Что могли ей сказать на это сын и невестка?
— Будем жить вместе, — мама наконец вытерла слёзы, не уверенная, что свекровь ждёт от неё именно такого простого ответа. — Мы вас в беде не оставим.
— Ты хорошая, Хенка, но ещё очень молодая, — совладав с рыданиями, прошептала свекровь. — Когда состаришься, тогда, может, поймёшь, как страшно просыпаться, когда в доме кроме кошки не с кем поздороваться и некому сказать: «Солнце ещё не встало, а ты уже, старый дурень, стучишь, как дятел».
Они не зажигали керосиновую лампу. Густая темнота невесомым пологом накрывала их измученные лица и поглощала утратившие значение слова, слышны были только невнятные причитания и стоны исстрадавшейся Рохи и бойкая считалка кукушки на стене, хотя чудилось, что время давно остановилось, превратилось во мрак, и рассвет уже никогда больше не наступит.
Он всё-таки забрезжил, и мама вернулась домой, чтобы, когда я проснусь один в пустой комнате, уберечь меня от ненужного страха.
— Сегодня ты в школу не пойдёшь, — сказала она. — У нас большое несчастье. После обеда будут похороны.
— Похороны?! — я обомлел.
— Дедушка умер.
— Дедушка Довид?
— Когда ты спал, у него внезапно остановилось сердце. Папа сейчас с бабушкой, ни на шаг от неё не отходит.

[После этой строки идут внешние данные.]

PR #15, opened 2019-06-21
Dockerfile: reimplement QAT/envoy build process

devimc:
Implement script to factorize the code that generates the envoy images.
Build time is also improved.
 
Signed-off-by: Julio Montes <julio.montes@intel.com>

### DIFF
--- a/Dockerfile.clr.envoy
+++ b/Dockerfile.clr.envoy
@@ -1,63 +1,12 @@
 FROM clearlinux:base as builder
 
-ADD qat1.7.l.4.3.0-00033.tar.gz .
 ADD openssl openssl
 ADD QAT_Engine QAT_Engine
 ADD envoy envoy
+ADD scripts scripts
+ADD versions.yaml versions.yaml
 
-# Add bundles and deps
-RUN rm -rf /run/lock/clrtrust.lock
-RUN clrtrust generate && swupd update && swupd bundle-add os-core-dev
-RUN curl -LO https://github.com/bazelbuild/bazel/releases/download/0.19.2/bazel-0.19.2-installer-linux-x86_64.sh && \
-    chmod +x bazel-0.19.2-installer-linux-x86_64.sh && \
-    ./bazel-0.19.2-installer-linux-x86_64.sh --user
-
-# Build QAT library
-ENV ICP_ROOT /
-ENV ICP_BUILD_OUTPUT /build
-ENV ICP_ENV_DIR /quickassist/build_system/build_files/env_files
-ENV ICP_BUILDSYSTEM_PATH /quickassist/build_system
-ENV KERNEL_SOURCE_ROOT /tmp
-
-RUN sed -i -e 's/cmn_ko$//' quickassist/Makefile && \
-    ./configure --enable-qat-uio && \
-    make -f quickassist/Makefile user && \
-    make adf-ctl-all && \
-    install -m 755 build/libqat_s.so /usr/lib && \
-    install -m 755 build/libusdm_drv_s.so /usr/lib && \
-    install -m 755 build/adf_ctl /usr/bin && \
-    install -d /etc/ld.so.conf.d && \
-    echo /usr/lib > /etc/ld.so.conf.d/qat.conf && \
-    ldconfig
-
-# Configure OpenSSL
-RUN cd /openssl && ./config
-
-# Build QAT Engine
-ENV PERL5LIB /openssl
-RUN cd /QAT_Engine && \
-    ./autogen.sh && \
-    ./configure \
-    --with-qat_dir=/ \
-    --with-openssl_dir=/openssl \
-    --with-openssl_install_dir=/usr/lib64 \
-    --enable-upstream_driver \
-    --enable-usdm \
-    --with-qat_install_dir=/usr/lib \
-    --enable-openssl_install_build_arch_path && \
-    make && \
-    make install && \
-    ldconfig
-
-# Build Envoy
-RUN install -d /usr/local/lib64 && \
-    cd /usr/local/lib64 && \
-    ln -s /usr/lib64/libssl.so && \
-    ln -s /usr/lib64/libcrypto.so
-
-RUN cd /envoy && \
-    mkdir -p /.cache/bazel/_bazel_root/ && \
-    /.bazel/bin/bazel build //source/exe:envoy-static
+RUN bash -f scripts/build_qat_envoy.sh
 
 # Start creating the target image
 FROM clearlinux:base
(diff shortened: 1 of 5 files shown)


devimc:
@electrocucaracha @ipuustin @mythi  Added version file to have a better control over the versions of the components

scripts/build_qat_envoy.sh
```diff
@@ -0,0 +1,203 @@
...
+
+set -e
+
+if [ -f /etc/os-release ]; then
+	source /etc/os-release
+else
+	source /usr/lib/os-release
+fi
+
+readonly YQ_BIN="$(realpath ${PWD}/yq)"
```
ipuustin: Shellcheck reports a bunch of problems with this file, for example `${PWD}` lacking quotes. Could you run the command and see which ones could be fixed? You can annotate false positives.

scripts/build_qat_envoy.sh
```diff
@@ -0,0 +1,203 @@
...
+readonly SCRIPTS_DIR="$(realpath "$(dirname "$0")")"
+readonly VERSIONS_FILE="${SCRIPTS_DIR}/../versions.yaml"
+readonly OPENSSL_DIR="${SCRIPTS_DIR}/../openssl"
+readonly QAT_ENGINE_DIR="${SCRIPTS_DIR}/../QAT_Engine"
+readonly ENVOY_DIR="${SCRIPTS_DIR}/../envoy"
+readonly QAT_LIB_DIR="${SCRIPTS_DIR}/../QAT_Lib"
+
+source "${SCRIPTS_DIR}/lib.sh"
+
+install_yq() {
```
ipuustin: You need `yq` for parsing the YAML configuration, right? It would be better if you used some tool already present in the distributions to make the security footprint smaller. Otherwise you may need to implement things like checksum checking for the downloaded file.

scripts/build_qat_envoy.sh
```diff
@@ -0,0 +1,203 @@
...
+	esac
+
+	curl -L https://github.com/mikefarah/yq/releases/download/2.4.0/yq_linux_${yq_arch} -o ${YQ_BIN}
+	chmod +x ${YQ_BIN}
+}
+
+install_bazel() {
+	info "Download and install bazel"
+	local bazel_url="$(${YQ_BIN} r "${VERSIONS_FILE}" "tools.bazel.url")"
+	local bazel_version="$(${YQ_BIN} r "${VERSIONS_FILE}" "tools.bazel.version")"
```
ipuustin: I think it's a good idea to make the versions parametric. Different Envoy versions require different bazel versions to build. You could add the required bazel checksums to the configuration file to verify the downloads.

scripts/build_qat_envoy.sh
```diff
@@ -0,0 +1,203 @@
...
+	tar -xf qat.tz
+
+	sed -i -e 's/cmn_ko$//' quickassist/Makefile
+	export ICP_ROOT="${QAT_LIB_DIR}" ICP_BUILD_OUTPUT="${QAT_LIB_DIR}/build" \
+		   ICP_ENV_DIR="${QAT_LIB_DIR}/quickassist/build_system/build_files/env_files" \
+		   ICP_BUILDSYSTEM_PATH="${QAT_LIB_DIR}/quickassist/build_system" KERNEL_SOURCE_ROOT=/tmp
+
+	case $ID in
+		clear-linux*)
+			./configure --enable-qat-uio
```
ipuustin, line 105: Note that required command line options for `libqat` compilation differ from version to version.

scripts/build_qat_envoy.sh
```diff
@@ -0,0 +1,203 @@
...
+			;;
+		debian|ubuntu)
+			./configure --disable-qat-lkcf
+			;;
+	esac
+
+	make -j $(($(nproc)-1)) -f quickassist/Makefile user
```
ipuustin: What happens if I only have one processor core?

scripts/build_qat_envoy.sh
```diff
@@ -0,0 +1,203 @@
...
+			;;
+	esac
+
+	ldconfig
+	popd
+}
+
+build_envoy() {
+	pushd "${ENVOY_DIR}"
+	mkdir -p ~/.cache/bazel/_bazel_root/
```
ipuustin: Is this needed?

ipuustin (changes requested):

scripts/build_qat_envoy.sh
devimc: get a better CPU :laughing: - just kidding, good catch! :+1:  I'll fix it, thanks

scripts/build_qat_envoy.sh
devimc: oops!, I forgot to enable shellcheck in emacs, I'll fix all errors

scripts/build_qat_envoy.sh
devimc: sure thing!

scripts/build_qat_envoy.sh
devimc: ok, it sounds feasible

devimc:
@ipuustin changes applied, thanks

scripts/build_qat_envoy.sh
```diff
@@ -0,0 +1,201 @@
...
+	local qat_url
+	local qat_version
+
+	qat_url="$(versions_yaml "libraries.qat.url")"
+	qat_version="$(versions_yaml "libraries.qat.version")"
+
+	mkdir -p "${QAT_LIB_DIR}"
+	pushd "${QAT_LIB_DIR}"
+
+	curl -L "${qat_url}/qat${qat_version}.tar.gz" -o qat.tz
```
ipuustin: I think it should be `qat.tgz` even though it doesn't matter that much. You should do the SHA256 check here too.

scripts/lib.sh
```diff
@@ -0,0 +1,17 @@
+#!/usr/bin/env bash
```
ipuustin, line 1: You could have the license header in this file too.

Dockerfile.clr.envoy
```diff
@@ -1,63 +1,12 @@
 FROM clearlinux:base as builder
 
-ADD qat1.7.l.4.3.0-00033.tar.gz .
```
ipuustin, line 3: This seems to be a functional change (pushing the QAT version up for clear linux image). The container built fine though.

ipuustin:
Some small nits but otherwise LGTM. @rojkov can you do a final pass after the changes are in?

devimc:
@ipuustin fixed, thanks

rojkov:
Thanks! LGTM

PR #17, opened 2019-07-08
build envoy from upstream envoy-openssl repository

rojkov:
The new [envoy-openssl](https://github.com/envoyproxy/envoy-openssl) repo allows building Envoy of OpenSSL flavours without excessive patching (though currently the lua HTTP filter is disabled since it depends on BoringSSL).

PR #18, opened 2019-07-17
Update libqat version to 4.6.

ipuustin:
Make the whole repository to only use one QAT version.

@electrocucaracha, @devimc, can you take a look? @juliocri, can you run the CI for this PR?

### DIFF
--- a/Dockerfile-boringssl-envoy
+++ b/Dockerfile-boringssl-envoy
@@ -5,14 +5,14 @@ RUN apt-get update
 RUN apt-get -y install git libtool \
     cmake clang-format-7 automake ninja-build curl \
     git build-essential wget libudev-dev libssl-dev openssl pkg-config autoconf autogen libtool \
-    openssl libssl-dev pkg-config zip g++ zlib1g-dev unzip python curl gnupg2 \
+    openssl libssl-dev pkg-config zip g++ zlib1g-dev unzip python curl \
     python3 gperf libcap-dev
 
-RUN curl -LO https://github.com/bazelbuild/bazel/releases/download/0.24.1/bazel-0.24.1-installer-linux-x86_64.sh
-RUN chmod +x bazel-0.24.1-installer-linux-x86_64.sh
-RUN ./bazel-0.24.1-installer-linux-x86_64.sh --user
+RUN curl -LO https://github.com/bazelbuild/bazel/releases/download/0.28.0/bazel-0.28.0-installer-linux-x86_64.sh
+RUN chmod +x bazel-0.28.0-installer-linux-x86_64.sh
+RUN ./bazel-0.28.0-installer-linux-x86_64.sh --user
 
-RUN git clone --recurse-submodules --single-branch --branch qat-provider https://github.com/ipuustin/envoy.git envoy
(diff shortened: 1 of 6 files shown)


Dockerfile-boringssl-envoy
```diff
@@ -5,14 +5,14 @@ RUN apt-get update
...
-    openssl libssl-dev pkg-config zip g++ zlib1g-dev unzip python curl gnupg2 \
+    openssl libssl-dev pkg-config zip g++ zlib1g-dev unzip python curl \
     python3 gperf libcap-dev
 
-RUN curl -LO https://github.com/bazelbuild/bazel/releases/download/0.24.1/bazel-0.24.1-installer-linux-x86_64.sh
-RUN chmod +x bazel-0.24.1-installer-linux-x86_64.sh
-RUN ./bazel-0.24.1-installer-linux-x86_64.sh --user
+RUN curl -LO https://github.com/bazelbuild/bazel/releases/download/0.28.0/bazel-0.28.0-installer-linux-x86_64.sh
+RUN chmod +x bazel-0.28.0-installer-linux-x86_64.sh
+RUN ./bazel-0.28.0-installer-linux-x86_64.sh --user
```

Мне было десять лет. Ещё годом раньше я думал, что смерть не имеет никакого отношения ко мне и к моим близким, что умирают другие, такие, как нищий Авигдор Перельман и вероотступница Ривка Бергер, мама Леи. И вдруг — бабушка Шейна и дед Довид. А следующий кто? Неужели когда-нибудь и обо мне кто-то скажет: «Слышали? Гиршке умер, сердце остановилось».
— Мама, — спросил я, — скажи, только честно, я тоже умру?
— Не думай об этом. Делай свое дело — хорошо учись. Тот, кто много знает, реже болеет и дольше живёт.